🤖 AI Summary
This work addresses the limitations of classical Frank-Wolfe algorithms in constrained non-convex optimization—namely, slow convergence, reliance on prior knowledge of the Lipschitz constant, and poor adaptability to stochastic settings—by introducing an adaptive step-size strategy that eliminates the need for Lipschitz constant estimation. The proposed method extends accelerated Frank-Wolfe algorithms to stochastic and non-convex regimes, establishing, for the first time, convergence guarantees for Boosted Frank-Wolfe under stochastic, non-convex, and quasar-convex settings. It is compatible with a broad class of gradient estimators, including SAGA, L-SVRG, SAG, Heavy Ball momentum, and zeroth-order oracles. Empirical evaluations on sparse logistic regression and quantum process tomography demonstrate that the algorithm significantly outperforms non-accelerated baselines in both per-gradient-call efficiency and wall-clock runtime.
📝 Abstract
The boosted Frank-Wolfe algorithm accelerates the classical Frank-Wolfe algorithm by better aligning the update direction with the negative gradient. Its analysis, however, has been limited to deterministic convex problems, with step sizes that require either line search or knowledge of the Lipschitz constant of the gradient.
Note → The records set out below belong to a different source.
PR #7, opened 2024-02-20
Start and stop Temporal within the system test

daabr:
Fix for ENG-437: start and stop Temporal dev server within `systest/ak_test` instead of AK's `temporalclient`.

Verification:

```
$ ps -ef | grep temporal | grep headless | wc -l
$ gotestsum -f testname -- ./systest
$ ps -ef | grep temporal | grep headless | wc -l
```

Indirectly, had to change AK's ready log message from `ready` to `autokitteh ready` to avoid conflict with Temporal's own `DevServer ready` log message when the system test waits for the AK server to be ready.

### DIFF
--- a/Makefile
+++ b/Makefile
@@ -103,7 +103,7 @@ test: test-race test-cli
 
 .PHONY: test-unit
 test-unit:
-	$(GOTEST) ./...
+	$(GOTEST) ./... -skip /workflows/builtin_funcs
 
 # Subset of "test-unit", for simplicity.
 .PHONY: test-system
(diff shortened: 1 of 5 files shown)


daabr:
CLI test CI workflow is failing because it expects a Temporal server to be created for it. Need to decide how to proceed:

1. Install and run Temporal as a part of `tests/cli/run.sh`, until we finish migrating all tests
2. Disable/remove the old CLI test, and migrate old tests to the new systest ASAP
3. Something else?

We develop a novel step size strategy that does not depend on the Lipschitz constant of the gradient, which allows us to extend the boosted Frank-Wolfe algorithm to the stochastic setting. We prove that boosting with this step size strategy can be combined with many modern gradient estimators, including SAGA, L-SVRG, SAG, Heavy Ball momentum, and zeroth-order estimators, among others, while retaining the worst-case convergence rates of ordinary stochastic Frank-Wolfe. Our analysis also yields the first convergence rates for boosted Frank-Wolfe on nonconvex and quasar-convex objectives, results which are new even for deterministic problems. Experiments on sparse logistic regression and quantum process tomography show that stochastic boosted Frank-Wolfe achieves faster convergence per gradient oracle call (and on wall-clock) compared to the non-boosted baseline.